## TASK
Transcribe, word for word and with nothing extra, the line containing "Aaron1011: Is it" and each line that comes after it in the entries.

## Saved data entries

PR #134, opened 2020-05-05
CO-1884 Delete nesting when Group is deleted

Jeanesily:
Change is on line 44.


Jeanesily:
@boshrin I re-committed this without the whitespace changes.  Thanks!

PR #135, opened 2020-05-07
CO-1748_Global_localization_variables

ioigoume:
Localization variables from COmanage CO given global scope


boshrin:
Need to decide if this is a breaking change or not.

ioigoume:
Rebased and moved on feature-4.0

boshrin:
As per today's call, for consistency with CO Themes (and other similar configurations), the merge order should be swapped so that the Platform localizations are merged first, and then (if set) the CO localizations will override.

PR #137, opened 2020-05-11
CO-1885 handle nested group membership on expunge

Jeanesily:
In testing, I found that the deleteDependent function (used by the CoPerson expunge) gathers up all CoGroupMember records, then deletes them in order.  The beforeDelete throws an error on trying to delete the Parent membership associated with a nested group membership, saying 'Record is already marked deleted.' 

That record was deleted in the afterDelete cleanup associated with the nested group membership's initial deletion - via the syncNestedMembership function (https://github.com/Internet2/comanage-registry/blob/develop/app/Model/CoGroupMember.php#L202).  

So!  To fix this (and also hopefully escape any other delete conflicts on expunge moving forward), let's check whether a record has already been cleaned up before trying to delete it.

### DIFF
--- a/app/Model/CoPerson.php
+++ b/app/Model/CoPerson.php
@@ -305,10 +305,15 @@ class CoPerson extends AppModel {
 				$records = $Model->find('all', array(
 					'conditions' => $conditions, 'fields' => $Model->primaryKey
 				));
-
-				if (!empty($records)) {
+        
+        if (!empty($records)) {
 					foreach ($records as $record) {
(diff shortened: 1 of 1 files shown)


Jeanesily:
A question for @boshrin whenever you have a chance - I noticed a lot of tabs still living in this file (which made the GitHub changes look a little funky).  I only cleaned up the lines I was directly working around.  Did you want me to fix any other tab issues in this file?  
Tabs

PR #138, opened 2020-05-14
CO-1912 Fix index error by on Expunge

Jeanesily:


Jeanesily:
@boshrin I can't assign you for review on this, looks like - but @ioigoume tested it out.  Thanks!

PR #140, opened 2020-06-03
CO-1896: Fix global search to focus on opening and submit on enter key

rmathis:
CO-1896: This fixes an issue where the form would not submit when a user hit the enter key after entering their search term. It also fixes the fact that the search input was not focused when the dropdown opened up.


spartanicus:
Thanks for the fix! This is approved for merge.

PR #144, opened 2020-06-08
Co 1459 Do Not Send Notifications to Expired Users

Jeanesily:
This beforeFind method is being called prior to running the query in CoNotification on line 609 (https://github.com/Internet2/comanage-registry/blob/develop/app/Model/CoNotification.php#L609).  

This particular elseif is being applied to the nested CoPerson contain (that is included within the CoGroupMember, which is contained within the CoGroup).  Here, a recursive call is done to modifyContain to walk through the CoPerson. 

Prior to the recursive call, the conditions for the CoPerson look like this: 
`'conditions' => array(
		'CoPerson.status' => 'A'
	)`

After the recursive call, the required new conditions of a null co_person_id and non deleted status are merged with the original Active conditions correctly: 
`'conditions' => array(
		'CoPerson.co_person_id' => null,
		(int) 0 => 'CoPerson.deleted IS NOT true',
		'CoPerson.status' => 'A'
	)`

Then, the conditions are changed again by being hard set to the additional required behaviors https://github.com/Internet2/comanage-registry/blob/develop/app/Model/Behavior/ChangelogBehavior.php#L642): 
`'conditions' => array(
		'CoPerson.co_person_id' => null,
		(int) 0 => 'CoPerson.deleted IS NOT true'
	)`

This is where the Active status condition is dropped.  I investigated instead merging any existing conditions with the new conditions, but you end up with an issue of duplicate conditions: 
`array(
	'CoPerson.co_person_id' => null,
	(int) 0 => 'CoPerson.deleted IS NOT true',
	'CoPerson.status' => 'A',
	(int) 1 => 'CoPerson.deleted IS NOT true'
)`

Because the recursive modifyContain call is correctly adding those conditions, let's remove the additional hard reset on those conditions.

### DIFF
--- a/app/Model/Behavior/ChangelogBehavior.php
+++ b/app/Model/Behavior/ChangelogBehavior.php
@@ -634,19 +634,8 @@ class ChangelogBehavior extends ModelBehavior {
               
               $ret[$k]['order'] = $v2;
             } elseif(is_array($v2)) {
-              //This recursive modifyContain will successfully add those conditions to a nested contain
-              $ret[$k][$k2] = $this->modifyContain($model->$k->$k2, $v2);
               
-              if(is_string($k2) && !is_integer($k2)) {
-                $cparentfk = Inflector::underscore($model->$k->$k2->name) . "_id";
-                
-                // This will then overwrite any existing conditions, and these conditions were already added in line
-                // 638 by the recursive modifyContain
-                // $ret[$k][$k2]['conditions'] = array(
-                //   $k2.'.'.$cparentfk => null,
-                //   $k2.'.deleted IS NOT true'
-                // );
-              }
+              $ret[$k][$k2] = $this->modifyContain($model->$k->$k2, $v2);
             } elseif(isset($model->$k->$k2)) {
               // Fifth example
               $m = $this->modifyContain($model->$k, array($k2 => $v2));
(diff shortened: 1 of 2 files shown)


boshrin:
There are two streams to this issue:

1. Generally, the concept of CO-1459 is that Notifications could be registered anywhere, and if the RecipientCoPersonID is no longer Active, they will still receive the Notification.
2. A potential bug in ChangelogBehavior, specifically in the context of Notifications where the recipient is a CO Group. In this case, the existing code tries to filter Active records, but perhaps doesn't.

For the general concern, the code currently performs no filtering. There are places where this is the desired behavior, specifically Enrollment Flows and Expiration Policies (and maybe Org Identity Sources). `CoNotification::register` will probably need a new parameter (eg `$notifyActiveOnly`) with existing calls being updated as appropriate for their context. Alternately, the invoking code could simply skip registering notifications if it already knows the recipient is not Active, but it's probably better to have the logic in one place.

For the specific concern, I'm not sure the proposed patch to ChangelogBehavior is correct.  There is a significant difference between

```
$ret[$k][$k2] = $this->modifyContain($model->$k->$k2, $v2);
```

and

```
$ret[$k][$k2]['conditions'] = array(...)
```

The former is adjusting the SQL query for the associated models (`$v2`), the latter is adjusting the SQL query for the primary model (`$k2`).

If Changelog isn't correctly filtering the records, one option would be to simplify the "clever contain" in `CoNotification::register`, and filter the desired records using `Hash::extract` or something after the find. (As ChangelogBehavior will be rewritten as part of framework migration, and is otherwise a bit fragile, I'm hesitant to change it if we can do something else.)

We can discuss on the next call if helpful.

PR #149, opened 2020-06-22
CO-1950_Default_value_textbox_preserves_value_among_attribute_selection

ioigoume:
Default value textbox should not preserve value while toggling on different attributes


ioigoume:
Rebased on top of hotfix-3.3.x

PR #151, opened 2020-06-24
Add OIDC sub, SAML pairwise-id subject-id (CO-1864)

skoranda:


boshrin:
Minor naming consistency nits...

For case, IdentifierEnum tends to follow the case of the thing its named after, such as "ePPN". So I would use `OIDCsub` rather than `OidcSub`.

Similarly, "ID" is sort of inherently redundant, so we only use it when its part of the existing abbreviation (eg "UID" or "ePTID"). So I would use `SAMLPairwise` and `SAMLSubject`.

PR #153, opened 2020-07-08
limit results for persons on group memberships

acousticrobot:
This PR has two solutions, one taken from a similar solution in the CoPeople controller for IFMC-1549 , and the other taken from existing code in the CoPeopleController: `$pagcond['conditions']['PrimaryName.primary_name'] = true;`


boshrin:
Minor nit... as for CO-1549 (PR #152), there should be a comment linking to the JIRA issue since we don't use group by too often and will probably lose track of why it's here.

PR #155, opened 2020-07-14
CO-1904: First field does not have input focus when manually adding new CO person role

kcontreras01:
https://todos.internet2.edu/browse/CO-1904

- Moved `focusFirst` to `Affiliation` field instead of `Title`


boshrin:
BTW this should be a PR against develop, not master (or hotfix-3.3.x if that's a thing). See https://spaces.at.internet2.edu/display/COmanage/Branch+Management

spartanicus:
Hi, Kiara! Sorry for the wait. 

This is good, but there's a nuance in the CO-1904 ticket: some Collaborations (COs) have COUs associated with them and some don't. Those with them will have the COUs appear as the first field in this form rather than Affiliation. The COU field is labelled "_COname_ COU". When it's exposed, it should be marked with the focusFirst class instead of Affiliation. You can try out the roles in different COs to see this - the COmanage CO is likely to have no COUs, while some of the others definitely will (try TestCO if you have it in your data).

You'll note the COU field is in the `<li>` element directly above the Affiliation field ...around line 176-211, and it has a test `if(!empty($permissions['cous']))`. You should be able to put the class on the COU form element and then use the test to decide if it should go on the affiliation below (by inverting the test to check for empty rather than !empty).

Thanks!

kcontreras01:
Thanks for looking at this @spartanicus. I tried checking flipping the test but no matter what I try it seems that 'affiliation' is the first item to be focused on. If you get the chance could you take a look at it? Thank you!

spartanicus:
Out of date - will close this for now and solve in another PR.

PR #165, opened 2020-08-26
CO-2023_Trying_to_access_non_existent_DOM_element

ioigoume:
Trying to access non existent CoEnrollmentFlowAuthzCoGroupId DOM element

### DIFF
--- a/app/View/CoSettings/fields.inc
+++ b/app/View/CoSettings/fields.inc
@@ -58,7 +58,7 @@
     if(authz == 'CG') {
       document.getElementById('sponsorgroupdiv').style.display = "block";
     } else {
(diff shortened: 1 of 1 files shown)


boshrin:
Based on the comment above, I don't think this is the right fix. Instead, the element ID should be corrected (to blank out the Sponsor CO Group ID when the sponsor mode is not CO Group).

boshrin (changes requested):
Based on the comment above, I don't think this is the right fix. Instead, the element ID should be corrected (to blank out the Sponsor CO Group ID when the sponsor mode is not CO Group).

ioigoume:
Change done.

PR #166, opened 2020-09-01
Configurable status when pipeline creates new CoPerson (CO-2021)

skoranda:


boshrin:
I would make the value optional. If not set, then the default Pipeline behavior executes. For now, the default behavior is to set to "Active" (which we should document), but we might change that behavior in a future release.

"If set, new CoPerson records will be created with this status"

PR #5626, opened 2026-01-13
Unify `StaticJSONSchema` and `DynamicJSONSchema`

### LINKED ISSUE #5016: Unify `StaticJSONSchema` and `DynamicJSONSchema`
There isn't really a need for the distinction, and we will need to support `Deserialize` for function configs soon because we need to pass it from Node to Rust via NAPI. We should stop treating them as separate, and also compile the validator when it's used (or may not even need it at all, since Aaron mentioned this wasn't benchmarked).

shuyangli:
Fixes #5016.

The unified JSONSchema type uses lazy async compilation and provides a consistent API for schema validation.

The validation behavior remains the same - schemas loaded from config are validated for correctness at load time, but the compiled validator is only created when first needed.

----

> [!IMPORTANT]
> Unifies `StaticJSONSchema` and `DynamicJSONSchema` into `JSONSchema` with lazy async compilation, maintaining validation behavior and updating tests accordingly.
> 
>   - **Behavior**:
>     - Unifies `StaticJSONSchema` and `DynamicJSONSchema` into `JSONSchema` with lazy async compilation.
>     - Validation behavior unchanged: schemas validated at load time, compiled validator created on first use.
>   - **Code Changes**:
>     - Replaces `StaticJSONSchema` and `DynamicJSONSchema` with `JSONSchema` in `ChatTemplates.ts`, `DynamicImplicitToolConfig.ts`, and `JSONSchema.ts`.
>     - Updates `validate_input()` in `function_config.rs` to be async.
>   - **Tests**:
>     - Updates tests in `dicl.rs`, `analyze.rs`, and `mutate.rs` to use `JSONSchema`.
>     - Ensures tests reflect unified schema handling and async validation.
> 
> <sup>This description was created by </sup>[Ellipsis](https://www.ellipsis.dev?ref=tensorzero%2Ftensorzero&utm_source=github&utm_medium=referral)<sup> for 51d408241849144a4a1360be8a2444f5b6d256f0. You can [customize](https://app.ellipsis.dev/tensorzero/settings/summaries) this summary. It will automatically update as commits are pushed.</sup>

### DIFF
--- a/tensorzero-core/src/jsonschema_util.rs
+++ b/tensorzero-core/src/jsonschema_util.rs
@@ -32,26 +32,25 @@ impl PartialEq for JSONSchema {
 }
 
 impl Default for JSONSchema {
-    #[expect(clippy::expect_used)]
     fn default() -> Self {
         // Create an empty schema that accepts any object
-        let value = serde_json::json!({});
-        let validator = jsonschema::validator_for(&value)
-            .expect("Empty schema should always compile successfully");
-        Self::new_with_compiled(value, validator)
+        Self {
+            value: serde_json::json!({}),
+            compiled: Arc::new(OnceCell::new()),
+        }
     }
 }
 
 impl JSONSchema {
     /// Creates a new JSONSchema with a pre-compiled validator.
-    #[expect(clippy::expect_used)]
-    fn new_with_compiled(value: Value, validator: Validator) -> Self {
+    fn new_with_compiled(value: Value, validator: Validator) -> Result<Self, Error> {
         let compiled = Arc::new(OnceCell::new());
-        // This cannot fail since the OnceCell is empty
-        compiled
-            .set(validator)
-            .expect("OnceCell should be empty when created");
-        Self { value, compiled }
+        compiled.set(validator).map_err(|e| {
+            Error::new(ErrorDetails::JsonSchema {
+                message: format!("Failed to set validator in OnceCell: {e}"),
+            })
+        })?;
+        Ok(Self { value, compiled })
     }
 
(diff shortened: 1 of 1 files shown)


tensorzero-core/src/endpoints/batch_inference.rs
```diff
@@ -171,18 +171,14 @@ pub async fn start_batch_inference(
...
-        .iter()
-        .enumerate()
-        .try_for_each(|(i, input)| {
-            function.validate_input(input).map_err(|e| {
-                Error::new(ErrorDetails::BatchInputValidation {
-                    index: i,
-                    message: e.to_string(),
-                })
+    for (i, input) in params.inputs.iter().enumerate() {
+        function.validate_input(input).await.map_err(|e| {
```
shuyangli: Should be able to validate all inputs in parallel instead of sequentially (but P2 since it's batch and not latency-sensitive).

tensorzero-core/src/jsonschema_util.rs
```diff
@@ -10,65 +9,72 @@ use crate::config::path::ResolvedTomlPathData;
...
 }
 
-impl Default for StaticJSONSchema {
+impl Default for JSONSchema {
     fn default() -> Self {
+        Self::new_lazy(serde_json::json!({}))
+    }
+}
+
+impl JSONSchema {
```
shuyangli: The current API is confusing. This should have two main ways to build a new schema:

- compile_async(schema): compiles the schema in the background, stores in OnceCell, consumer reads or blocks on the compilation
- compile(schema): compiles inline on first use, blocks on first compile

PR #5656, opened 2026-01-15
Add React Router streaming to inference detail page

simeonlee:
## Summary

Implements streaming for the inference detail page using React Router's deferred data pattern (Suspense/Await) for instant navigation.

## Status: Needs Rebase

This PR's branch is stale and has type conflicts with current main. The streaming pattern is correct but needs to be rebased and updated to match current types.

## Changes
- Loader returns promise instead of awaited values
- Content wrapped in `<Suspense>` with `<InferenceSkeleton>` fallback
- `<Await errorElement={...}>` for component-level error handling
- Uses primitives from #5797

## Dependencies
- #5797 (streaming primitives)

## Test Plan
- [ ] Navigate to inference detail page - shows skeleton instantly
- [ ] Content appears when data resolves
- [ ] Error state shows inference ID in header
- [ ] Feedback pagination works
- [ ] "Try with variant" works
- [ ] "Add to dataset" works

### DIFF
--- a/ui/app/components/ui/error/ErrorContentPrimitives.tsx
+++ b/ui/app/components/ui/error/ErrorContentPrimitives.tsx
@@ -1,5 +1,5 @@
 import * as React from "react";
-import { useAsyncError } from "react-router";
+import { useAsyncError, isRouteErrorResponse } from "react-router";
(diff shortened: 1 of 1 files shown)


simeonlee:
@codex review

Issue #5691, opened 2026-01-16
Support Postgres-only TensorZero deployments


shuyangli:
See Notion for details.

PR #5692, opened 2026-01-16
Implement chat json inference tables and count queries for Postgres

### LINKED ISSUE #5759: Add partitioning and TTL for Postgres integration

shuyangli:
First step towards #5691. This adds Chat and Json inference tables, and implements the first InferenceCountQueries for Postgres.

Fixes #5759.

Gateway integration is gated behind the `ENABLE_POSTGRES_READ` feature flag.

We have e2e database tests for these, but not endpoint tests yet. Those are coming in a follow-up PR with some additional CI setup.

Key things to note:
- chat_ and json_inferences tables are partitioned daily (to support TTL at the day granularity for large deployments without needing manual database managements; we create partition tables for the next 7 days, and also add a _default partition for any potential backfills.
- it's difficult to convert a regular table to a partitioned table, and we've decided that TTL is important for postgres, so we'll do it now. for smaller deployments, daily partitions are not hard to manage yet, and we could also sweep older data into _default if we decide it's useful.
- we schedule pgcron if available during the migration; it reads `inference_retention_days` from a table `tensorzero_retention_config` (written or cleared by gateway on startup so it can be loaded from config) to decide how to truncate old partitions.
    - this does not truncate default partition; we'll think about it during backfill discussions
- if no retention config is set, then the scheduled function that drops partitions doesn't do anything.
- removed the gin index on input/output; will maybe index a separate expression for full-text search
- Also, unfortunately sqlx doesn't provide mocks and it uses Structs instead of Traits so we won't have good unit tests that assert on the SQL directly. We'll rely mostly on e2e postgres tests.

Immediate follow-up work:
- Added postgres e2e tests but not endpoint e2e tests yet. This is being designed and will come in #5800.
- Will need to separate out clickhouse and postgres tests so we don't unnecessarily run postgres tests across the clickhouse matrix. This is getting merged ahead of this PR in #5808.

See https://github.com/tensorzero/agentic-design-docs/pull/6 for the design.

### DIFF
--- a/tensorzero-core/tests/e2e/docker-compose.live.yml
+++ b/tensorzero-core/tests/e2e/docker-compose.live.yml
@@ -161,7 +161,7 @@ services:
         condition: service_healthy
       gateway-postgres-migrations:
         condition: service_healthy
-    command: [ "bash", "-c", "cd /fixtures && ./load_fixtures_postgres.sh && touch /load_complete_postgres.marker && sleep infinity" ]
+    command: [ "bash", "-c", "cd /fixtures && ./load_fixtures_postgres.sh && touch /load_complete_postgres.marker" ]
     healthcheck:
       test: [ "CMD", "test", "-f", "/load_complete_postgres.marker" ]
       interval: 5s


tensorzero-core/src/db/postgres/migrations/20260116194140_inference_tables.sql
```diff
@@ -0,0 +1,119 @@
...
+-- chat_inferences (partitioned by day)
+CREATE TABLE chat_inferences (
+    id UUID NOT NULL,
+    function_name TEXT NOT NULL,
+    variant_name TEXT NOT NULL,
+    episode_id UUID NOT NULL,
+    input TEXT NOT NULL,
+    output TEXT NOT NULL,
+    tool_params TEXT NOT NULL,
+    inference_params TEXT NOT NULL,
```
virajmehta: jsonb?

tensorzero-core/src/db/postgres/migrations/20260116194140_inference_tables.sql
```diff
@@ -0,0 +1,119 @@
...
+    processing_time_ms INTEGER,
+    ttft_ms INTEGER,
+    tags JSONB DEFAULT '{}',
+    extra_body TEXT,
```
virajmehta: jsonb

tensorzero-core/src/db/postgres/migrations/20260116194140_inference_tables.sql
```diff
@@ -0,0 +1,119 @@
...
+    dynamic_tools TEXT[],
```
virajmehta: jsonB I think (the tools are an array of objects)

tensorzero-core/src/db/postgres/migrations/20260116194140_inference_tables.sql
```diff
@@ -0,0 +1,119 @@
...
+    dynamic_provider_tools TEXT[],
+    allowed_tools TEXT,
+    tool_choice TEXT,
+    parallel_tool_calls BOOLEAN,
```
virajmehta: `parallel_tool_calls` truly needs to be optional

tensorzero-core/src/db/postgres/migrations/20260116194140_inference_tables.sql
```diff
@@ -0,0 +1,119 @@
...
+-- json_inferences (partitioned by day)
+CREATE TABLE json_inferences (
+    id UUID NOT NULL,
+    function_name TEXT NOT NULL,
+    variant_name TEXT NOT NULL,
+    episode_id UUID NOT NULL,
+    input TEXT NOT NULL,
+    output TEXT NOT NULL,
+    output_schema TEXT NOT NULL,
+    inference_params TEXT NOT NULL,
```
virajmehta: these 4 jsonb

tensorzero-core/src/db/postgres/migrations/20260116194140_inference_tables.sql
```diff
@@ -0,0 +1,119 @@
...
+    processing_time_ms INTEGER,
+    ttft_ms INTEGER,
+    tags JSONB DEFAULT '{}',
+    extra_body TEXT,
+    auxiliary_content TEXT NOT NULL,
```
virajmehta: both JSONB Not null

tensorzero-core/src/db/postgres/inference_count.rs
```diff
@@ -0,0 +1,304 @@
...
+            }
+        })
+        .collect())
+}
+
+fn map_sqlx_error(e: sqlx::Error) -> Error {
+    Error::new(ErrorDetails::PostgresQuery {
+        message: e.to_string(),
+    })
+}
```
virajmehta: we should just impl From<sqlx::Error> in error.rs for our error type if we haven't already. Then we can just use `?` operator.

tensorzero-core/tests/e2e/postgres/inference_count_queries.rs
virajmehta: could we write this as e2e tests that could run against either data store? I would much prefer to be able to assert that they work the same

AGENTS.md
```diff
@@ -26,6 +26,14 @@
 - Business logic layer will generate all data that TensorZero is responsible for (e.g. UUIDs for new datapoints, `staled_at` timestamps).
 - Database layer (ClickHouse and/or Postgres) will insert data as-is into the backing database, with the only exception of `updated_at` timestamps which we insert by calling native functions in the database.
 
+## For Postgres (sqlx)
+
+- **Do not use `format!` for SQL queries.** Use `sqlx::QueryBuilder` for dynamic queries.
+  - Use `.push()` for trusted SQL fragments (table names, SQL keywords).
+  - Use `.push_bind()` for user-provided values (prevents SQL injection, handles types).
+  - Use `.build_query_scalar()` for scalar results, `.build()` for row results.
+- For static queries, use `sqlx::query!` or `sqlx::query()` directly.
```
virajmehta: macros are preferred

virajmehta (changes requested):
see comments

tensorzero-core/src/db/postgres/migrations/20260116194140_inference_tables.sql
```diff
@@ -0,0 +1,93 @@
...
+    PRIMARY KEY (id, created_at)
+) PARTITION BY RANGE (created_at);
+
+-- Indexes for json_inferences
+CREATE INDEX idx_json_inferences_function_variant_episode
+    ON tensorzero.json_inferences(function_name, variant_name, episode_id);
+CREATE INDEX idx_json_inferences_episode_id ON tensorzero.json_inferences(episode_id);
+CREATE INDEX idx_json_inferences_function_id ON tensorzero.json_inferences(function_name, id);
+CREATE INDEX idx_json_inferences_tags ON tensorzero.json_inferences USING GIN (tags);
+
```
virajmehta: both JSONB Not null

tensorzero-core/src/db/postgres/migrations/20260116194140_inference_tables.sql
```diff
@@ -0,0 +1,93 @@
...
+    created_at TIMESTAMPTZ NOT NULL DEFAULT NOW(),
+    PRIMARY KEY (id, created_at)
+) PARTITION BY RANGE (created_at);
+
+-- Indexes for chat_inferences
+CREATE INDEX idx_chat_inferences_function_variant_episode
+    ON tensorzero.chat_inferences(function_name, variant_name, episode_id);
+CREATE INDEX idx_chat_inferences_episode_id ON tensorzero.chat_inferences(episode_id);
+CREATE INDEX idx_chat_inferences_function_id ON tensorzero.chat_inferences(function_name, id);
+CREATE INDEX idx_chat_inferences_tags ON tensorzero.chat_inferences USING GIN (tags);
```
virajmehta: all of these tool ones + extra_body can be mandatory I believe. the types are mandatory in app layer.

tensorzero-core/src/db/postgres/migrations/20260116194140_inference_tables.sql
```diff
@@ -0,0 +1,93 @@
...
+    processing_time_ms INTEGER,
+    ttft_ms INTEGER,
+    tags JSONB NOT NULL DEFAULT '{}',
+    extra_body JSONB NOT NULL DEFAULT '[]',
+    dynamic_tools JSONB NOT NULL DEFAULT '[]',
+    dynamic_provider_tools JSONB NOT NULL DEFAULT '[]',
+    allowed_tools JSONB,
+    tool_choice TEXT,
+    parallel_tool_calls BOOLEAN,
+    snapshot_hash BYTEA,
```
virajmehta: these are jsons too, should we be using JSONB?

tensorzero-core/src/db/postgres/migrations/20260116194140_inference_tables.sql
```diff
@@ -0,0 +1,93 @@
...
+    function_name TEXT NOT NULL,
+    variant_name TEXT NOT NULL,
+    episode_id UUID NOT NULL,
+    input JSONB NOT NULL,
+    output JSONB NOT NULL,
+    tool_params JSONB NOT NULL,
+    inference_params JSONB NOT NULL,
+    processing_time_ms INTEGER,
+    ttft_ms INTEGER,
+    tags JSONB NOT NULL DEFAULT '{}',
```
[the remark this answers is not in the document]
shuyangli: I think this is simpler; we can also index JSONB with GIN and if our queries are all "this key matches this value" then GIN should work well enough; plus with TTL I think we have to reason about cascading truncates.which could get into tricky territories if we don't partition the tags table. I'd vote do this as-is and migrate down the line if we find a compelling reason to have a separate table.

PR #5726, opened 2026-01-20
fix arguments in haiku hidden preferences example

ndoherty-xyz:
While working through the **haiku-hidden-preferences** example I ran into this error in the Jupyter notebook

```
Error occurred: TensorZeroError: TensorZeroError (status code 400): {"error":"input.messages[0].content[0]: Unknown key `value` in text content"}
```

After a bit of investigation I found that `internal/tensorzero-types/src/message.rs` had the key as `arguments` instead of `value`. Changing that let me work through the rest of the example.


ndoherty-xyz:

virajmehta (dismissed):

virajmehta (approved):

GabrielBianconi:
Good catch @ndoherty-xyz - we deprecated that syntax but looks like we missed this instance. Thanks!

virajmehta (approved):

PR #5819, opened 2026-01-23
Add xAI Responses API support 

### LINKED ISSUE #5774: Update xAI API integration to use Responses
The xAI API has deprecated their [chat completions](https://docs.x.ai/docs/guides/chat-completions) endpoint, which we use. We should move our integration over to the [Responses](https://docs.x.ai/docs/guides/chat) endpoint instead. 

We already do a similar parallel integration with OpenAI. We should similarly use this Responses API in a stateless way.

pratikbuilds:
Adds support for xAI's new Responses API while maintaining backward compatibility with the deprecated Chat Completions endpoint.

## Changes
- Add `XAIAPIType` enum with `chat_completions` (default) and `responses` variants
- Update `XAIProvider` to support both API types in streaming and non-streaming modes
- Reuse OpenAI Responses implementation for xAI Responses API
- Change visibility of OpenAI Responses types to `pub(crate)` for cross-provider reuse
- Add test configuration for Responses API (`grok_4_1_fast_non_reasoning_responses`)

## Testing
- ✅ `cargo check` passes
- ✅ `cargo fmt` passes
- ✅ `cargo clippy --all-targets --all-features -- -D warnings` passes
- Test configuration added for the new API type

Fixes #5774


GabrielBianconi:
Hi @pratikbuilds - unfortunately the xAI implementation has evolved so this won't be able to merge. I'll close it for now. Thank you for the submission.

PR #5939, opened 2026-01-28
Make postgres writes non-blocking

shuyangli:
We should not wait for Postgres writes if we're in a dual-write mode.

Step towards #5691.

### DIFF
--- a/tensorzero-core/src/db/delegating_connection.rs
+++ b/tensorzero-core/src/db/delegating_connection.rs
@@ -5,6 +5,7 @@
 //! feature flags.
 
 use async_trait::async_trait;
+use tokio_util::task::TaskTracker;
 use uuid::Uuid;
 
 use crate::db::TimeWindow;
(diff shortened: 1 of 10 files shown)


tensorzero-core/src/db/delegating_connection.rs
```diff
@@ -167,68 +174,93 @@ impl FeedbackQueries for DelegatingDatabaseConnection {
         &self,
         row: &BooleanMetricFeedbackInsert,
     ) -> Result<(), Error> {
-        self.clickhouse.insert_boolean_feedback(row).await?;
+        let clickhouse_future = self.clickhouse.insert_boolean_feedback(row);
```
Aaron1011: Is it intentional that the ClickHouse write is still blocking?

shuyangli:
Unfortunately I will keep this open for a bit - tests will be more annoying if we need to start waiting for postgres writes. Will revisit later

## ANSWER SECTION
Aaron1011: Is it intentional that the ClickHouse write is still blocking?

shuyangli:
Unfortunately I will keep this open for a bit - tests will be more annoying if we need to start waiting for postgres writes. Will revisit later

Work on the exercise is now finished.